Approach 2 (Experimental): Pull-based Approach using a Custom Sink

Instead of Flume pushing data directly to Spark Streaming, this approach runs a custom Flume sink that allows the following.

  • Flume pushes data into the sink, and the data stays buffered.
  • Spark Streaming uses a reliable Flume receiver and transactions to pull data from the sink. Transactions succeed only after data is received and replicated by Spark Streaming.

This ensures stronger reliability and fault-tolerance guarantees than the previous approach. However, this requires configuring Flume to run a custom sink. Here are the configuration steps.

General Requirements

Choose a machine that will run the custom sink in a Flume agent. The rest of the Flume pipeline is configured to send data to that agent. Machines in the Spark cluster should have access to the chosen machine running the custom sink.

Configuring Flume

Configuring Flume on the chosen machine requires the following two steps.

  1. Sink JARs: Add the following JARs to Flume's classpath (see Flume's documentation to see how) in the machine designated to run the custom sink .

    (i) Custom sink JAR: Download the JAR corresponding to the following artifact (or direct link).

     groupId = org.apache.spark
     artifactId = spark-streaming-flume-sink_{{site.SCALA_BINARY_VERSION}}
     version = {{site.SPARK_VERSION_SHORT}}
    

    (ii) Scala library JAR: Download the Scala library JAR for Scala {{site.SCALA_VERSION}}. It can be found with the following artifact detail (or, direct link).

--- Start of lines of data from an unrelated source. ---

PR #6965, opened 2026-07-29
Run framework-neutral tests in Node

diegohaz:
## Motivation

The framework-neutral `core` Vitest project runs every generic test in happy-dom, even though many of those tests only need Node. The source plugin is also inherited by every project although only the source-plugin integration test imports `?source` modules.

The framework ownership exclusions additionally repeat React and Solid globs, making it easier for their positive and negative project boundaries to drift apart.

## Solution

Make the project names describe their actual environments:

```ts
projects: [
  { test: { name: "node", environment: "node" } },
  { test: { name: "dom", environment: "happy-dom" } },
  // react and solid
];
```

The `node` project owns generic tests by default. The `dom` project owns explicit `*.dom.test.ts` files and tests in non-framework, non-scripts `ariakit-*` packages. React and Solid keep their framework-specific ownership, while explicit DOM markers take precedence even inside framework or scripts packages.

Project includes and exclusions now come from a shared `projectTestClaims` abstraction backed by `getFrameworkTestIncludes`, so the positive framework/example claims also define the other projects' boundaries. Empirical collection verifies that every current test file is claimed without hard-coding the inventory into the configuration.

The StackBlitz suite uses the `.dom.test.ts` convention. Imported Select legacy test support modules use the existing `.test-helper.ts` convention so they remain type-checked as test code without being collected as standalone entries. `sourcePlugin` is registered only on the Node project that contains its integration test.

The root `pnpm test` command continues to run all Vitest projects together.

## Verification

- `pnpm lint-fix`
- `pnpm tsc`
- `pnpm test --run` (1,678 tests; 250 project assignments across 248 unique files)
- Test collection: Node 32, DOM 29, React 183, Solid 6; no missing or extra files


vitest.config.ts
```diff
@@ -7,23 +7,18 @@ import { sourcePlugin } from "./app/src/lib/source-plugin.ts";
...
-  // also match the generic *test.* include above, so keep them out of the core
-  // project explicitly.
-  "**/*react.test.{ts,tsx}",
-  "**/*solid.test.{ts,tsx}",
-  "app/src/{examples,sandbox}/**/test.{ts,tsx}",
+const domTestIncludes = [
+  "app/src/lib/stackblitz.test.{ts,tsx}",
+  "packages/ariakit-components/src/{collection,combobox,form,popover,select,tab}/**/*test.{ts,tsx}",
+  "packages/ariakit-test/src/**/*test.{ts,tsx}",
+  "packages/ariakit-utils/src/{dom,events,focus}.test.{ts,tsx}",
```
diegohaz: We could make this more generic. All `ariakit-*` packages, along with any `*.dom.test.ts` files, can run in the `dom` project (rename the StackBlitz test file). We'll naturally exclude paths covered by other projects, such as `ariakit-${framework}` packages and `ariakit-scripts`.

vitest.config.ts
```diff
@@ -44,13 +39,21 @@ function getFrameworkTestIncludes(framework: Framework) {
...
+const frameworkTestExcludes = frameworks.flatMap((framework) => [
+  `packages/ariakit-${framework}*/src/**/*test.{ts,tsx}`,
+  `**/*${framework}.test.{ts,tsx}`,
+]);
 
-const sourcePluginInstance = sourcePlugin(join(rootDir, "app/src/examples/"));
+const nodeTestExcludes = [
+  ...domTestIncludes,
+  ...frameworkTestExcludes,
+  "app/src/{examples,sandbox}/**/test.{ts,tsx}",
```
diegohaz: Are you sure this can't be inferred from `getFrameworkTestIncludes` (`...exampleTests`)? Have you tested this empirically?

I still feel like we're hard-coding too many paths here. It's becoming clear that files from one project should be excluded from the others. `react` and `solid` would be exceptions because they can run the same test files. It seems like we could use some smarter logic here instead of repeating all these paths.

Please think more deeply about this and come up with a better abstraction.

vitest.config.ts
diegohaz: Fixed in [`827a5876b`](https://github.com/ariakit/ariakit/commit/827a5876b37b7b18c09ae58fb1614c0ef69dc721): the DOM claim now covers non-framework, non-scripts `ariakit-*` packages plus explicit `*.dom.test.*` files, and the StackBlitz suite is now `stackblitz.dom.test.ts`. Explicit DOM markers also take precedence inside scripts and framework packages.

vitest.config.ts
diegohaz: Fixed in [`827a5876b`](https://github.com/ariakit/ariakit/commit/827a5876b37b7b18c09ae58fb1614c0ef69dc721): `projectTestClaims` now centralizes the DOM, React, and Solid includes, with React/Solid claims coming from `getFrameworkTestIncludes` (including `exampleTests`). Node and DOM exclusions are derived from those claims, while explicit DOM markers have defined precedence. Empirically, all 248 discovered test files are claimed (Node 32, DOM 29, React 183, Solid 6), with only the two intentional React/Solid overlaps. The imported Select modules use `.test-helper.ts`, so no broad framework exclusion is needed for them.

diegohaz:
**Fixed**

- [`827a5876b`](https://github.com/ariakit/ariakit/commit/827a5876b37b7b18c09ae58fb1614c0ef69dc721) ([reply](https://github.com/ariakit/ariakit/pull/6965#discussion_r3674360639)): Made DOM ownership convention-driven for non-framework `ariakit-*` packages and explicit `.dom.test` files, including the StackBlitz rename and explicit-marker precedence.
- [`827a5876b`](https://github.com/ariakit/ariakit/commit/827a5876b37b7b18c09ae58fb1614c0ef69dc721) ([reply](https://github.com/ariakit/ariakit/pull/6965#discussion_r3674364389)): Derived project boundaries from shared claims and empirically verified the complete 248-file corpus.
- [`b2c1e5664`](https://github.com/ariakit/ariakit/commit/b2c1e5664e4f6ebebb864a34a11d86d7fcdb7915) ([reply](https://github.com/ariakit/ariakit/pull/6965#discussion_r3674435186)): Removed the Vitest config test and its test-only export as requested.

**No longer applicable**

- [`b2c1e5664`](https://github.com/ariakit/ariakit/commit/b2c1e5664e4f6ebebb864a34a11d86d7fcdb7915) ([reply](https://github.com/ariakit/ariakit/pull/6965#discussion_r3674438707)): The Windows path-separator suggestion targeted the removed config test.

vitest.config.test.ts
```diff
@@ -0,0 +1,77 @@
+import { mkdir, mkdtemp, rm, writeFile } from "node:fs/promises";
```
diegohaz: We don't need a test file for the vitest config lol

diegohaz: Fixed in [`b2c1e5664`](https://github.com/ariakit/ariakit/commit/b2c1e5664e4f6ebebb864a34a11d86d7fcdb7915): removed `vitest.config.test.ts` and made `getProjectTestPatterns` private again. The empirical collection audit still accounts for all 248 test files.

vitest.config.test.ts
```diff
@@ -0,0 +1,77 @@
...
+  "assigns $file to $projects",
+  ({ file, projects: expectedProjects }) => {
+    const actualProjects = projects.filter((project) => {
+      const { exclude, include } = getProjectTestPatterns(project);
+      const files = globSync(include, {
+        cwd: fixturePath,
+        ignore: exclude,
+        nodir: true,
+      });
+      return files.includes(file);
```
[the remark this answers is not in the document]
diegohaz: No longer applicable after [`b2c1e5664`](https://github.com/ariakit/ariakit/commit/b2c1e5664e4f6ebebb864a34a11d86d7fcdb7915): `vitest.config.test.ts` was removed, so the platform-specific fixture comparison no longer exists.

     groupId = org.scala-lang
     artifactId = scala-library
     version = {{site.SCALA_VERSION}}
    
  2. Configuration file: On that machine, configure Flume agent to send data to an Avro sink by having the following in the configuration file.

     agent.sinks = spark
     agent.sinks.spark.type = org.apache.spark.streaming.flume.sink.SparkSink
     agent.sinks.spark.hostname = <hostname of the local machine>
     agent.sinks.spark.port = <port to listen on for connection from Spark>
     agent.sinks.spark.channel = memoryChannel
    

    Also make sure that the upstream Flume pipeline is configured to send the data to the Flume agent running this sink.

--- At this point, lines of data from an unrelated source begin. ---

PR #6973, opened 2026-07-30
Run visual regression tests independently

diegohaz:
## Motivation

Visual regression tests currently run after non-visual browser tests within the same App workflow matrix shards. This serializes independently runnable suites and means a browser-test failure skips visual coverage for that shard.

## Solution

Move visual regression coverage into dedicated matrix entries:

```yaml
- name: Visual
  os: ubuntu-latest
  engines: chromium firefox
  projects: chrome firefox
- name: Visual (Safari)
  os: macos-latest
  engines: webkit
  projects: safari
```

Both visual jobs depend only on the app and Next.js builds, so they start concurrently with the browser matrix. The screenshot finalizer waits for both the browser and visual matrices before write-back, preventing its generated commit from triggering `cancel-in-progress` while browser jobs are active. Its screenshot update decision still depends on the visual matrix result.

The local Playwright installer accepts multiple space-separated engines and normalizes their cache-key segment with dashes, allowing the Ubuntu visual job to install Chromium and Firefox in one action call.

Each visual runner packs one WebP archive per browser project and uploads them together under an OS-specific artifact, such as `app-visual-ubuntu-latest`. Upload only occurs after every configured project packs successfully, and the finalizer derives the expected OS artifacts from the upload step names before replacing committed baselines. Failed Playwright output uses the separate `app-test-results-*` namespace.

## Testing

- `pnpm test packages/ariakit-scripts/src/ci-visual.test.ts`
- `pnpm lint-fix`
- `pnpm tsc`
- YAML parsing and formatting checks
- `actionlint` v1.7.12

<details>
<summary>Cycle 3: Keep concurrent visual execution and coordinate screenshot write-back</summary>

The core direction remains sound. On the base branch, visual tests run serially after non-visual tests in each browser shard, so an ordinary browser failure suppresses visual coverage. The split adds the requested two visual jobs and lets them start concurrently with the browser jobs after the shared builds.

The cycle 3 finding is valid and moderate severity. When a baseline mismatch finishes before browser tests, an early automated push can trigger the repository's `cancel-in-progress` policy and cancel the older run. This is infrequent across all runs but plausible on baseline-changing pull requests. Its impact is wasted runner time and delayed browser feedback, not baseline corruption.

The correction restores only the finalizer relationship:

```yaml
visual-finalize:
  needs: [test, visual]
  if: always() && needs.test.result != 'cancelled' && needs.visual.result != 'cancelled'
```

The visual and browser matrices remain independent because both still depend only on the shared builds. Ordinary browser failures do not suppress visual execution or screenshot write-back; cancellation prevents the finalizer from starting a replacement run while work is still active.

This is a low-complexity correction with no new helper, state, or workflow. The earlier portability and configuration simplifications remain justified, and the atomic grouped-artifact guard remains the smallest protection against partial screenshot replacement. Fork write-back and recovery from partial artifacts remain outside this pull request's scope.

Decision: keep the split and previous dispositions, restore only the finalizer dependency and cancellation guard, and narrow the claim from full pipeline independence to independent visual execution with coordinated write-back.

</details>


.github/workflows/app.yml
```diff
@@ -137,11 +132,87 @@ jobs:
...
+      - name: Set up environment
+        uses: ./.github/workflows/setup
+        with:
+          filters: app...
+
+      - name: Install Playwright
+        uses: ./.github/workflows/install-playwright
+        with:
+          engine: ${{ matrix.engine }}
+          workspace: app
```
diegohaz: We should probably allow for multiple engines in the `install-playwright` action so we don't need to call it twice and can reduce the number of matrix fields as well.

.github/workflows/app.yml
```diff
@@ -137,11 +132,87 @@ jobs:
...
+    strategy:
+      fail-fast: false
+      matrix:
+        include:
+          - os: ubuntu-latest
+            name: Visual
+            engine: chromium
+            secondary_engine: firefox
+            project: chrome
+            secondary_project: firefox
```
diegohaz: We shouldn't need these secondary fields. We can use `engines` and `projects` and accept many.

.github/workflows/app.yml
```diff
@@ -137,11 +132,87 @@ jobs:
...
+            projects: chrome firefox
+            test: xvfb-run pnpm -F app run test-visual
+            results: visual
```
diegohaz: Is this `results` needed? Can't it be inferred?

packages/ariakit-scripts/src/ci-visual.test.ts
```diff
@@ -1,11 +1,11 @@
 import { expect, test } from "vitest";
 import { getVisualProject } from "./ci-visual.js";
 
-test("gets the browser project from direct and reusable workflow job names", () => {
-  expect(getVisualProject("Test Chrome")).toBe("chrome");
-  expect(getVisualProject("App / Test Firefox")).toBe("firefox");
+test("gets the browser project from screenshot upload steps", () => {
+  expect(getVisualProject("Upload screenshots (chrome)")).toBe("chrome");
+  expect(getVisualProject("Upload screenshots (Safari)")).toBe("safari");
```
diegohaz: Shouldn't it be `(ubuntu-latest)` and `(macos-latest)`?

.github/workflows/app.yml
diegohaz: Implemented in `9a68ca7`. The local action now accepts space-separated `engines`, installs them as separate Playwright arguments, and normalizes the cache-key segment to dashes. The Ubuntu visual job installs `chromium firefox` with one action call, and every repository call site has been migrated to the plural input.

.github/workflows/app.yml
diegohaz: Implemented in `9a68ca7`. The visual matrix now has only `engines`, `projects`, and `test` alongside the runner metadata; the primary/secondary engine and project fields and the second installer/upload steps are gone.

.github/workflows/app.yml
diegohaz: Removed in `9a68ca7`. Failed visual output is inferred from `matrix.os` as `app-test-results-${{ matrix.os }}`, which also keeps it outside the `app-visual-*` screenshot namespace.

packages/ariakit-scripts/src/ci-visual.test.ts
diegohaz: Yes, updated in `9a68ca7`. The upload steps and helper tests now use `Upload screenshots (ubuntu-latest)` and `Upload screenshots (macos-latest)`, and the finalizer expects the matching OS-grouped artifacts.

.github/workflows/app.yml
```diff
@@ -150,70 +206,79 @@ jobs:
...
-  test-finalize:
+  visual-finalize:
     # This job intentionally assumes PRs come from branches on this repository.
     # Fork-safe write-back logic was removed with the member-only PR model.
-    name: Visual
-    needs: test
-    if: always() && needs.test.result != 'cancelled'
+    name: Update screenshots
+    needs: visual
+    if: always() && needs.visual.result != 'cancelled'
```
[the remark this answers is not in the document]
diegohaz: Fixed in [`d9507ccaf`](https://github.com/ariakit/ariakit/commit/d9507ccaf41ad549a48fc51bb8c460465670cc47): restored the browser-test dependency only for screenshot write-back, so visual suites still run concurrently while generated pushes cannot cancel unfinished browser jobs. Evidence gap: GitHub-hosted `cancel-in-progress` behavior cannot be red-checked locally; the dependency graph, cancellation guard, and workflow YAML were verified statically.

diegohaz:
**Fixed**

- [`d9507ccaf`](https://github.com/ariakit/ariakit/commit/d9507ccaf41ad549a48fc51bb8c460465670cc47) ([reply](https://github.com/ariakit/ariakit/pull/6973#discussion_r3680291979)): Waited for browser tests only before screenshot write-back, preserving concurrent visual execution while preventing generated pushes from canceling unfinished browser jobs.

**Evidence gaps**

- GitHub-hosted `cancel-in-progress` behavior cannot be red-checked locally; the dependency graph, cancellation guard, and workflow YAML were verified statically.

.github/workflows/app.yml
```diff
@@ -150,70 +206,79 @@ jobs:
...
-  test-finalize:
+  visual-finalize:
     # This job intentionally assumes PRs come from branches on this repository.
     # Fork-safe write-back logic was removed with the member-only PR model.
-    name: Visual
-    needs: test
-    if: always() && needs.test.result != 'cancelled'
+    name: Update screenshots
+    needs: [test, visual]
+    if: always() && needs.test.result != 'cancelled' && needs.visual.result != 'cancelled'
```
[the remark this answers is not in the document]
diegohaz: See https://github.com/ariakit/ariakit/pull/6973#discussion_r3680227673

.github/workflows/app.yml
```diff
@@ -137,11 +132,72 @@ jobs:
...
         id: test-visual
-        if: matrix.visual != ''
         # -x stops after the first failing test so we can rerun once with -u below.
-        run: ${{ matrix.visual }} --project ${{ matrix.project }} --grep @visual --pass-with-no-tests -x
+        run: |
+          projects=()
+          for project in $VISUAL_PROJECTS; do
+            projects+=(--project "$project")
+          done
+          ${{ matrix.test }} "${projects[@]}" --grep @visual --pass-with-no-tests -x
```
diegohaz: Both visual steps rebuild the same `--project` argument array in shell, but `playwright test` already accepts a list: its CLI declares `--project <project-name...>`, so `--project chrome firefox` is valid. The array is the only reason `Test visual` and `Update screenshots` (lines 209-213) need block scalars at all, and the two copies can drift independently.

Verified locally with this repository's Playwright 1.62.0 against a throwaway three-project config:

```
$ playwright test --project chrome firefox --grep @visual --list
  [chrome] > a.spec.mjs:2:1 > visual thing @visual
  [firefox] > a.spec.mjs:2:1 > visual thing @visual
  Total: 2 tests in 1 file
```

Interpolating `matrix.projects` adds no injection surface that isn't already there: `${{ matrix.test }}` is interpolated into the same command line, and both values are workflow-authored matrix literals. `VISUAL_PROJECTS` is still needed for the `Remove stale screenshots` loop and the `Pack screenshots` Python block, so it stays.

I applied both edits locally and confirmed `app.yml` still parses and both steps render as expected.

```suggestion
        run: ${{ matrix.test }} --project ${{ matrix.projects }} --grep @visual --pass-with-no-tests -x
```

The same collapse applies to `Update screenshots`:

```yaml
      - name: Update screenshots
        id: update-screenshots
        if: failure() && steps.test-visual.outcome == 'failure'
        # Record the pre-update timestamp so we can delete stale screenshots
        # that are no longer regenerated by this rerun.
        run: |
          touch -t "$(date -u -d '-1 second' '+%Y%m%d%H%M.%S' 2>/dev/null || date -u -v-1S '+%Y%m%d%H%M.%S')" "${{ runner.temp }}/pre-update-marker"
          ${{ matrix.test }} --project ${{ matrix.projects }} --grep @visual -u
```

**Assessment**

- Severity: Low (verified, 95% confidence), because this is duplicated glue with no behavior difference.
- Priority: P2 (estimate, 85% confidence), because the PR is already reshaping these two steps, so collapsing them now avoids landing the duplication.
- Breakage likelihood: Unlikely (estimate, 70% confidence), because breakage requires a future edit that updates one copy of the loop and not the other.
- Fix effort: Easy (verified, 95% confidence), because it removes eight lines from two steps and I confirmed the replacement parses and matches Playwright's CLI contract.

packages/ariakit-scripts/src/ci-visual.js
```diff
@@ -1,8 +1,7 @@
...
- * @param {string} jobName
+ * @param {string} stepName
  */
-export function getVisualProject(jobName) {
-  const localName = jobName.split(" / ").at(-1);
-  if (!localName?.startsWith("Test ")) return;
-  return localName.slice(5).toLowerCase();
+export function getVisualPlatform(stepName) {
+  const match = stepName.match(/^Upload screenshots \(([^)]+)\)$/);
+  return match?.[1]?.toLowerCase();
```
diegohaz: Lowercasing the captured platform can now only introduce a mismatch, never fix one. Both sides of the comparison derive from the same `matrix.os` value: `.github/workflows/app.yml` line 252 names the step `Upload screenshots (${{ matrix.os }})` and line 256 names the artifact `app-visual-${{ matrix.os }}` — raw, unnormalized. The finalizer then expects `app-visual-${getVisualPlatform(stepName)}`, which is the lowercased form.

The normalization made sense for `getVisualProject`, which derived `chrome` from the job name `Test Chrome`. That derivation is gone in this PR.

Real-world impact: `runs-on` labels are case-insensitive and `macOS-latest` is a spelling GitHub uses in its own docs, so a maintainer editing the visual matrix (pinning a runner, adding a Windows entry) can reasonably write a label containing uppercase. The finalizer would then expect `app-visual-macos-latest` while the run uploaded `app-visual-macOS-latest`:

```
expected: [ 'app-visual-ubuntu-latest', 'app-visual-macos-latest' ]
found:    [ 'app-visual-ubuntu-latest', 'app-visual-macOS-latest' ]
missing:  [ 'app-visual-macos-latest' ] => ready: false
```

I reproduced that with a local simulation of the `check-artifacts` script. The failure is silent: `hasCompleteScreenshots` is `false`, the finalize job still succeeds, and the only signal is a `Missing screenshot artifacts:` log line. Automated screenshot updates just stop happening on every baseline-changing PR until someone reads the finalize log.

Dropping the normalization is the right direction rather than normalizing the artifact name, because GitHub expressions have no lowercase function, so `app-visual-${{ matrix.os }}` cannot be normalized at the upload site.

```suggestion
  return match?.[1];
```

Worth noting for `ci-visual.test.ts`: both current inputs (`ubuntu-latest`, `macos-latest`) are already lowercase, so the normalization has no coverage either way. If you keep it, it needs a case that actually exercises it; if you drop it, the existing assertions stay correct as raw-boundary assertions.

**Assessment**

- Severity: Medium (estimate, 80% confidence), because screenshot write-back stops entirely and fails silently, but committed baselines are not corrupted.
- Priority: P2 (estimate, 75% confidence), because the current matrix values are lowercase, so nothing breaks today; this is removing a trap the PR introduces.
- Breakage likelihood: Unlikely (estimate, 80% confidence), because it requires someone to add or edit a visual matrix entry with an uppercase runner label.
- Fix effort: Easy (verified, 95% confidence), because it deletes one method call and the existing tests still pass.

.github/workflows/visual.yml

See the Flume's documentation for more information about configuring Flume agents.

Configuring Spark Streaming Application

  1. Linking: In your SBT/Maven project definition, link your streaming application against the spark-streaming-flume_{{site.SCALA_BINARY_VERSION}} (see Linking section in the main programming guide).

  2. Programming: In the streaming application code, import FlumeUtils and create input DStream as follows.

    import org.apache.spark.streaming.flume._
     val flumeStream = FlumeUtils.createPollingStream(streamingContext, [sink machine hostname], [sink port])
    
    import org.apache.spark.streaming.flume.*;
     JavaReceiverInputDStream<SparkFlumeEvent>flumeStream =
     	FlumeUtils.createPollingStream(streamingContext, [sink machine hostname], [sink port]);
    

    See the Scala example FlumePollingEventCount.

    Note that each input DStream can be configured to receive data from multiple sinks.

  3. Deploying: Package spark-streaming-flume_{{site.SCALA_BINARY_VERSION}} and its dependencies (except spark-core_{{site.SCALA_BINARY_VERSION}} and spark-streaming_{{site.SCALA_BINARY_VERSION}} which are provided by spark-submit) into the application JAR. Then use spark-submit to launch your application (see Deploying section in the main programming guide).